#### DATA UNDER STUDY:
▼
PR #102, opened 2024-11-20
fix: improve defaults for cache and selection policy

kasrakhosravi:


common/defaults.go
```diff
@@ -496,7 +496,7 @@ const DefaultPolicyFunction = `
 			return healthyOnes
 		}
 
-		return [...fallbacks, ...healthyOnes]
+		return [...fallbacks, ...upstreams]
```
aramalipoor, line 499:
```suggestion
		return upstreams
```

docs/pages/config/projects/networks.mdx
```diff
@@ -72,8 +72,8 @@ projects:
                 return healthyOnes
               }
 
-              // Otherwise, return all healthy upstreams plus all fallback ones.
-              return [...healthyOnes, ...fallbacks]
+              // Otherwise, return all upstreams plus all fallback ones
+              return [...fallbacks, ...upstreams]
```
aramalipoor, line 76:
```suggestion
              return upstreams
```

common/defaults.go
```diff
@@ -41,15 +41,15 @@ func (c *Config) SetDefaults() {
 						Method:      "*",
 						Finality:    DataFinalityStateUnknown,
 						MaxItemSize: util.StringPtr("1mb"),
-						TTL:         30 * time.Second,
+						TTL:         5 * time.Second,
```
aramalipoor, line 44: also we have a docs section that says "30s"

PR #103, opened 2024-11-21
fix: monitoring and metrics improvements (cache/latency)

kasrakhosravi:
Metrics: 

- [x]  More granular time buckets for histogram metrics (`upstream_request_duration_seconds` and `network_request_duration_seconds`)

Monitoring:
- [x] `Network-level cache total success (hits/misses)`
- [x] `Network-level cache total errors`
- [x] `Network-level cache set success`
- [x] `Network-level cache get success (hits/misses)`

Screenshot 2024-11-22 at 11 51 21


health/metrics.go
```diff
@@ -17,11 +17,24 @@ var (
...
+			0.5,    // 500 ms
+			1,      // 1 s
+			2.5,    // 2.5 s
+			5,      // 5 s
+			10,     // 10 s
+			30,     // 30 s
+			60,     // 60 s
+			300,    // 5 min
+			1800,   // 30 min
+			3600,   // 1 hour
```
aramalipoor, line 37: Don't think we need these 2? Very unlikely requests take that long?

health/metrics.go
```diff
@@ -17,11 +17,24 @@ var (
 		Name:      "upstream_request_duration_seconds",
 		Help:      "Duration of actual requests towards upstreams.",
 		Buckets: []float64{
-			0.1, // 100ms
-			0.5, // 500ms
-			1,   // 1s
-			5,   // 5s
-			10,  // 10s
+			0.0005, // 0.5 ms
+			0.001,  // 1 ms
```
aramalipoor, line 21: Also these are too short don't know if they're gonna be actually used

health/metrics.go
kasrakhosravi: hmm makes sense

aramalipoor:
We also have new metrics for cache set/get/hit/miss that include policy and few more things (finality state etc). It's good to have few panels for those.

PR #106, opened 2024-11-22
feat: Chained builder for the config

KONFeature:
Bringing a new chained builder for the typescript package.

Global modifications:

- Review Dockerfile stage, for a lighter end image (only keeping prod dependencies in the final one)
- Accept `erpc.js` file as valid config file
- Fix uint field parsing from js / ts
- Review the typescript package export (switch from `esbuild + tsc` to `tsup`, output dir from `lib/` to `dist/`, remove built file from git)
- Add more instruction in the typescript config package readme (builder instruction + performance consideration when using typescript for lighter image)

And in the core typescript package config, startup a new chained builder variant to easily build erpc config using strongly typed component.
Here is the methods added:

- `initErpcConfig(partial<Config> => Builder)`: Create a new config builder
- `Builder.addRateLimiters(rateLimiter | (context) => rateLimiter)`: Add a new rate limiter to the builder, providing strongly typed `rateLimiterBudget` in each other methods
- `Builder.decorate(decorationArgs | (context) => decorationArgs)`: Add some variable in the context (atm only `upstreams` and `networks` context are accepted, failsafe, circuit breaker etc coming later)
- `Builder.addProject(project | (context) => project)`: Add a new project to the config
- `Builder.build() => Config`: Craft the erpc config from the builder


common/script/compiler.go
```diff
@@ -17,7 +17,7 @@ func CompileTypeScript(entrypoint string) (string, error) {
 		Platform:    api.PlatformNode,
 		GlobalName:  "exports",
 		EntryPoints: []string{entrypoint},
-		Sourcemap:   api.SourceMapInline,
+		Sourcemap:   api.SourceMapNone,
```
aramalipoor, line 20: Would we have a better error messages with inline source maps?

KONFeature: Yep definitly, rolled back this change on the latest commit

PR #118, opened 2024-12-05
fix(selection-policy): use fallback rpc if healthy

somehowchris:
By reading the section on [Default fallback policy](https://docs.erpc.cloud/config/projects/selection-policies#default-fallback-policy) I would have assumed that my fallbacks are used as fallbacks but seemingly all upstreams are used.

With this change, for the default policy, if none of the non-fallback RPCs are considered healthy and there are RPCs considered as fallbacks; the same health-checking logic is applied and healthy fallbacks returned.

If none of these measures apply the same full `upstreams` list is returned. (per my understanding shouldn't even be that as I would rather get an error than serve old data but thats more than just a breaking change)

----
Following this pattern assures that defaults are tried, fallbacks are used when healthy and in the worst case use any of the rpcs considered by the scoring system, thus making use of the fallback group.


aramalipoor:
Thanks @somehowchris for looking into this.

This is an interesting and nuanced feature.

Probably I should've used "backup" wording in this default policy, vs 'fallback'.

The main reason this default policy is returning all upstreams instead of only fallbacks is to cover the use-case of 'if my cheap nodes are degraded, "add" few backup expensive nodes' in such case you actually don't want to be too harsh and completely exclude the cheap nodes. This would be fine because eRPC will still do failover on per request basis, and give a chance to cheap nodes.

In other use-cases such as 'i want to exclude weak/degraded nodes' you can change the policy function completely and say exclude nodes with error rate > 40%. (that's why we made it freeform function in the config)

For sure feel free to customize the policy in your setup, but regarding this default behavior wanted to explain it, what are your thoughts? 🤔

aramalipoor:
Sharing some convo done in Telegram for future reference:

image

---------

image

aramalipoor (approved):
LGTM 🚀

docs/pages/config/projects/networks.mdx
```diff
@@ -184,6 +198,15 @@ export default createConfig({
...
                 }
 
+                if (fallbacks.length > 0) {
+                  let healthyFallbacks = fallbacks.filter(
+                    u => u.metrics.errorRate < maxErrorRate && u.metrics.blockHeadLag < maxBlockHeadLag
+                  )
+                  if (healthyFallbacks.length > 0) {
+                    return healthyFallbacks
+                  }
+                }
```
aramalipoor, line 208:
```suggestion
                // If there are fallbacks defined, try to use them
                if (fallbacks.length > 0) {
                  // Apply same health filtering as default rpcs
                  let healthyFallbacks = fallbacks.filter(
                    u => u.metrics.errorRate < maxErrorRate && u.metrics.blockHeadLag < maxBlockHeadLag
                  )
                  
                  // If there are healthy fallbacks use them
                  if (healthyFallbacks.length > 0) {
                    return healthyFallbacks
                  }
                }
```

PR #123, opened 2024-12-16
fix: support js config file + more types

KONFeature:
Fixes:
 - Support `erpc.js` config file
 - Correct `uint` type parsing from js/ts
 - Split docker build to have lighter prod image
▲
#### WORK ORDER:
Copy out each line of the entries where the word "blockHeadLag" is found.

#### OUTPUT OF THE EXERCISE:
+                    u => u.metrics.errorRate < maxErrorRate && u.metrics.blockHeadLag < maxBlockHeadLag
                    u => u.metrics.errorRate < maxErrorRate && u.metrics.blockHeadLag < maxBlockHeadLag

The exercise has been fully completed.